In the first article on China’s repression over Uyghur, I evaluated two assumptions common in the western media when it comes to the Uyghur community in China. Recognising the value of knowledge developed from the assumptions, I move on to point out two flaws in western discourses as such. In order to contextualise the ongoing internment of the Uyghur, two articles will be produced attempting to complement the missing parts in the western media. This article aims to look into historical root of Xinjiang independent movement and its current status and the influence of Wahhabism as two key social changes that concern the government a lot.
One of the reasons that historical and social background is not sufficiently mentioned in the media is that there are not many studies or reliable materials to refer to. Historical studies of the history of Xinjiang from 1900 to 1949 are underdeveloped, while Chinese official reports are considered as unreliable sources because of ideological concerns. Twitter and Facebook can provide useful information for understanding Uyghur’s feelings and opinions of the state-societal relations in Xinjiang, but it is hard to develop a general understandings for a relatively long period of time. However, lack of historical materials do not qualify us to understand ethnic and religious tensions today without such knowledge, as the government’s securitisation of religion and social changes occurred in the modern day have their roots in the past.
Image Courtesy of Cantetik2 via © Wikimedia, 2016, some rights reserved
In the Chinese government’s justification of their current policies of Uyghur, religion is repeatedly considered as a security issue, having tremendous influence on social stability and frontier security. The statement is nothing new as there has been separatist movements and attempts to establish a Turkic Uyghur nation-state before the People’s Republic China was born, and the movements are mostly labelled as East Turkestan Islamic Movement. The outcomes of the movements are the First and the Second East Turkestan Republic. While the former one lasts less than 90 days and was operated in a fairly loose base, the latter one has developed some sort of state structure, like laws and political systems, which prioritise Uyghur as individuals and governors. The breakup of the two republics becomes an unrealised dream for some Uyghur who believe nationhood of Uyghur is essential to its faith, and the separatist movements are the historical legacy of continuing efforts towards an Uyghur nation state. An outstanding organisation which takes over this mission is the East Turkistan Liberation Organisation (ETLO), a terrorist group recognised by the UN and major states in the international society. This transnational terrorist group provides leaders of Uyghur independent movements a platform to build connections with foreign extremist groups, like Taliban in Pakistan and Al-Qaeda.

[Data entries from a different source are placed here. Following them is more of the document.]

PR #2802, opened 2026-04-29
baggage delegate to IncludeExcludePredicate and allow wildcards in auto-configuration

SylvainJuge:
Baggage processor already delegates to `IncludeExcludePredicate`.

When using declarative configuration:
- `include` and `exclude` configuration attributes can be used to include/exclude and directly delegate to `IncludeExcludePredicate`

When using auto-configuration
- baggage attributes are only opt-in, equivalent to only having `include` set in declarative configuration
- exact matching is being used
- the `*` value can be used as "include-all"
- no other form of wildcard matching is supported

This PR:
- makes the delegation to `IncludeExcludePredicate` applied in both configuration types
- adds the ability to use wildcards when not using declarative configuration (not limited anymore to `*`)
- refactor implementation and tests following this change
- deprecates the following constructors to push using the `include/exclude` variants.
  - `BaggageSpanProcessor(Predicate<String> baggageKeyPredicate)`
  - `BaggageLogRecordProcessor(Predicate<String> baggageKeyPredicate)`


baggage-processor/src/main/java/io/opentelemetry/contrib/baggage/processor/BaggageProcessorCustomizer.java
```diff
@@ -60,13 +53,6 @@ private static void addLogRecordProcessor(
     }
 
     // need to add before the batch log processor
-    sdkLoggerProviderBuilder.addLogRecordProcessorFirst(createBaggageLogRecordProcessor(keys));
-  }
-
-  static BaggageLogRecordProcessor createBaggageLogRecordProcessor(List<String> keys) {
-    if (keys.size() == 1 && keys.get(0).equals("*")) {
```
SylvainJuge, line 67: [for reviewer] this optimization is not really necessary as an equivalent is implemented in `GlobUtils`, we could however do this in `IncludeExcludePredicate` as a follow-up improvement.

baggage-processor/src/main/java/io/opentelemetry/contrib/baggage/processor/BaggageProcessorCustomizer.java
```diff
@@ -40,14 +40,7 @@ private static void addSpanProcessor(
     }
 
     // need to add before the batch span processor
-    sdkTracerProviderBuilder.addSpanProcessorFirst(createBaggageSpanProcessor(keys));
-  }
-
-  static BaggageSpanProcessor createBaggageSpanProcessor(List<String> keys) {
-    if (keys.size() == 1 && keys.get(0).equals("*")) {
-      return BaggageSpanProcessor.allowAllBaggageKeys();
-    }
```
SylvainJuge, line 49: [for reviewer] this optimization is not really necessary as an equivalent is implemented in `GlobUtils`, we could however do this in `IncludeExcludePredicate` as a follow-up improvement.

baggage-processor/README.md
```diff
@@ -63,32 +63,25 @@ To configure the span and log processors to copy all baggage entries during conf
...
-For example, to only copy baggage entries that match the regex `^key.+`:
+For example, to only copy baggage entries that start with `my-key` and ignore keys that end with `*-ignored`
 
 ```java
-Pattern pattern = Pattern.compile("^key.+");
-new BaggageSpanProcessor(baggageKey -> pattern.matcher(baggageKey).matches());
-new BaggageLogRecordProcessor(baggageKey -> pattern.matcher(baggageKey).matches());
+new BaggageSpanProcessor(singletonList("my-key*"), singletonList("*-ignored"));
+new BaggageLogRecordProcessor(singletonList("my-key*"), singletonList("*-ignored"));
 ```
```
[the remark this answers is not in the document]
SylvainJuge: @copilot apply changes based on [this feedback](https://github.com/open-telemetry/opentelemetry-java-contrib/pull/2802#discussion_r3160686637)

baggage-processor/src/test/java/io/opentelemetry/contrib/baggage/processor/BaggageProcessorCustomizerTest.java
```diff
@@ -218,4 +215,23 @@ void test_baggageLogRecordProcessor_adds_attributes_to_spans_when_key_filter_mat
       }
     }
   }
+
+  @Test
+  void test_baggageLogRecordProcessor_adds_attributes_to_spans_include_exclude(
+      @Mock ReadWriteLogRecord logRecord) {
```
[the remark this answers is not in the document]
SylvainJuge: @copilot apply changes based on [this feedback](https://github.com/open-telemetry/opentelemetry-java-contrib/pull/2802#discussion_r3160686672)

baggage-processor/src/main/java/io/opentelemetry/contrib/baggage/processor/BaggageLogRecordProcessor.java
```diff
@@ -21,19 +24,37 @@ public final class BaggageLogRecordProcessor implements LogRecordProcessor {
...
     this.baggageKeyPredicate = baggageKeyPredicate;
   }
 
+  /**
+   * Creates a new {@link BaggageLogRecordProcessor} that copies baggage entries with keys that pass
+   * the provided include/exclude filtering into the newly created log record, when both arguments
+   * are null or empty all baggage are included.
+   *
+   * @param included list of included attribute patterns to include
+   * @param excluded list of excluded attribute patterns to exclude
```
MikeGoldsmith:
```suggestion
   * @param included list of included baggage key patterns to include
   * @param excluded list of excluded baggage key patterns to exclude
```

baggage-processor/src/main/java/io/opentelemetry/contrib/baggage/processor/BaggageSpanProcessor.java
```diff
@@ -20,17 +23,35 @@ public final class BaggageSpanProcessor implements SpanProcessor {
...
   }
 
+  /**
+   * Creates a new {@link BaggageSpanProcessor} that copies baggage entries with keys that pass the
+   * provided include/exclude filtering into the newly created {@link
+   * io.opentelemetry.api.trace.Span}, when both arguments are null or empty all baggage are
+   * included.
+   *
+   * @param included list of included attribute patterns to include
+   * @param excluded list of excluded attribute patterns to exclude
```
MikeGoldsmith:
```suggestion
   * @param included list of included baggage key patterns to include
   * @param excluded list of excluded baggage key patterns to exclude
```

baggage-processor/src/main/java/io/opentelemetry/contrib/baggage/processor/BaggageLogRecordProcessor.java
```diff
@@ -21,19 +24,37 @@ public final class BaggageLogRecordProcessor implements LogRecordProcessor {
...
    * created log record.
+   *
+   * @return baggage log processor including all attributes
+   * @deprecated use {@code new BaggageLogRecordProcessor(Collections.singletonList("*"), null)}
+   *     instead
    */
+  @Deprecated
   public static BaggageLogRecordProcessor allowAllBaggageKeys() {
-    return new BaggageLogRecordProcessor(baggageKey -> true);
+    return new BaggageLogRecordProcessor(excluded -> true);
```
MikeGoldsmith:
```suggestion
    return new BaggageLogRecordProcessor(baggageKey -> true);
```

MikeGoldsmith (approved):
Over all looks good, thanks @SylvainJuge 👍🏻 

Some docs notes:

The switch from exact matching (`keys::contains`) to a glob pattern match via `IncludeExcludePredicate` is a behavioural change for auto-configuration users. Config values containing glob-special characters (`?`, `[`, `]`) would now be interpreted as patterns instead of literal key names. I think it's unlikely to affect anyone but worth noting it.

Deprecating the `Predicate<String>` constructor removes the ability to express some filtering logic options (eg `startsWith`). The glob pattern constructor covers common cases but isn't a full replacement. I think we should document the trade-off in the deprecation notice.

breedx-splk (approved):
Looks good to me. I'm not sure if this was previously covered, but if both the include and exclude are provided, and an entry matches both, which one wins out? Is there a test that shows/covers that?

SylvainJuge:
>I'm not sure if this was previously covered, but if both the include and exclude are provided, and an entry matches both, which one wins out? Is there a test that shows/covers that?

I've opened https://github.com/open-telemetry/opentelemetry-java/pull/8371 to add a dedicated test for the case where both include and exclude match the provided value, [the spec](https://github.com/open-telemetry/opentelemetry-configuration/blob/804c36185ee9e6e12c61e889e49eb9487568a568/CONTRIBUTING.md#properties-requiring-pattern-matching) is quite clear in this case: when both match then the exclusion has priority and thus the value is excluded.

jaydeluca:
@MikeGoldsmith just wanted to check in to see if you had any other concerns or if this is now good to go? thanks!

MikeGoldsmith (approved):
I think only thing I'd like to see is a deprecation notice for `Predicate<String>` to describe how it's different from the new one. They don't work the same, so we should let people know.

SylvainJuge:
> I think only thing I'd like to see is a deprecation notice for `Predicate<String>` to describe how it's different from the new one. They don't work the same, so we should let people know.

@MikeGoldsmith, can you clarify what and where would you like to see this added ?
- in the code examples in the readme
- in this PR description
- in the release notes
- somewhere in the javadoc comments that isn't yet covered
- all of the above

baggage-processor/src/main/java/io/opentelemetry/contrib/baggage/processor/BaggageLogRecordProcessor.java
```diff
@@ -21,17 +24,35 @@ public final class BaggageLogRecordProcessor implements LogRecordProcessor {
...
    * Creates a new {@link BaggageLogRecordProcessor} that copies all baggage entries into the newly
    * created log record.
+   *
+   * @return baggage log processor including all attributes
+   * @deprecated use {@code new BaggageLogRecordProcessor(Collections.singletonList("*"), null)}
+   *     instead
    */
+  @Deprecated
   public static BaggageLogRecordProcessor allowAllBaggageKeys() {
     return new BaggageLogRecordProcessor(baggageKey -> true);
```
MikeGoldsmith: Instead of marking this deprecated, should we just update to the suggested value? The `allowAllBaggageKeys` is a nice user helper.

```suggestion
  */
public static BaggageLogRecordProcessor allowAllBaggageKeys() {
    return new BaggageLogRecordProcessor(Collections.singletonList("*"), null);
}
```

baggage-processor/src/main/java/io/opentelemetry/contrib/baggage/processor/BaggageLogRecordProcessor.java
```diff
@@ -21,17 +24,35 @@ public final class BaggageLogRecordProcessor implements LogRecordProcessor {
   private final Predicate<String> baggageKeyPredicate;
 
   /**
-   * Creates a new {@link BaggageLogRecordProcessor} that copies only baggage entries with keys that
-   * pass the provided filter into the newly created log record.
+   * @deprecated Use {@link #BaggageLogRecordProcessor(Collection, Collection)} instead.
```
MikeGoldsmith: As we're redirecting users to use the new constructor, I think we should include a note to say not all existing predicates can be migrated and must be based on string glob patterns.

MikeGoldsmith (approved):
This looks good to me, thanks @SylvainJuge.

Sorry the ask for docs wasn't clear. I've left a note for where I think it would be useful. In the changelog / PR desc would also be good for easier discoverability.

baggage-processor/src/main/java/io/opentelemetry/contrib/baggage/processor/BaggageLogRecordProcessor.java
SylvainJuge: covered in [61ef1cb](https://github.com/open-telemetry/opentelemetry-java-contrib/pull/2802/commits/61ef1cbc69ed068b5404b186a38c70c6044d31f8)

baggage-processor/src/main/java/io/opentelemetry/contrib/baggage/processor/BaggageLogRecordProcessor.java
SylvainJuge: good point, this covered in [97844ff](https://github.com/open-telemetry/opentelemetry-java-contrib/pull/2802/commits/97844ff27ce06917598810c542752c9d6e2ee8e2)

MikeGoldsmith:
Thanks @SylvainJuge 👍🏻

MikeGoldsmith (approved):

jaydeluca (approved):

The ETLO also sponsors their travel to religious institutes of Wahhabism and to build similar institutes in Xinjiang.
The defining figure of modern Xinjiang independent movement, Ablikim, was born at the intersection of historical thoughts of Uyghur independence, Wahhabism and terrorist training. Before becoming the leader of the ETLO in Xinjiang, he acted as a bridge between local Muslim community and the Chinese government, as a vice chair of the political consultive conference in his prefecture and an imam in the large mosque in the region. He introduced Wahhabism to southern part of Xinjiang and combined it with Uyghur independent thoughts. After receiving explosion training in Pakistan, he came back with an idea of a ‘twenty-year plan’. In this plan, Ablikim was intending to achieve national independence by a ten-year guerrilla war and a ten-year regular war, while keep reinforcing Wahhabism to the community in an exclusive manner. Guided by these ideas, there are a series terrorist attacks aimed at both Uyghur and non-Uyghur. The Baren Incident (some called uprising) in 1990 is one of the earliest violent confrontation between the government and the ETLO. The situations were intensified six year latter, as some ETLO members carried out assassinations named ‘break the bridge and dispel the Han’ during the Ramadan, and 24 party cadres, both Uyghur and non-Uyghur were killed. Mass violence and terrorist attacks occurred every two or three years, followed by strict regulations over Uyghur imposed by the government each time. Independent movements became an international political issue around 2008, followed by another riot in Urumqi, leading to divisions and antagonism between Uyghur and Han people in the Xinjiang but also nationwide. The antagonistic sentiment was fueled up by Kunming train station attack in 2014, in which more than 30 people, including children, were hacked to death.
Apart from independent ideology and attacks, there are changes in social life on the daily basis because of the spread of Wahhabism. One of the most salient characters of such changes is that Wahhabism tries to extract cultural elements from Uyghur’s religious belief and turn it into a religious belief exclusive from local cultural context. It also attempts to turn Uyghur into a purely religious identity, which means that secular Uyghur or Uyghur who disagree with Wahhabism are disqualified members of the community. In the areas where Wahhabism is ingrained, religious polices may be under operation by the community and celebration of Uyghur cultural tradition is prohibited.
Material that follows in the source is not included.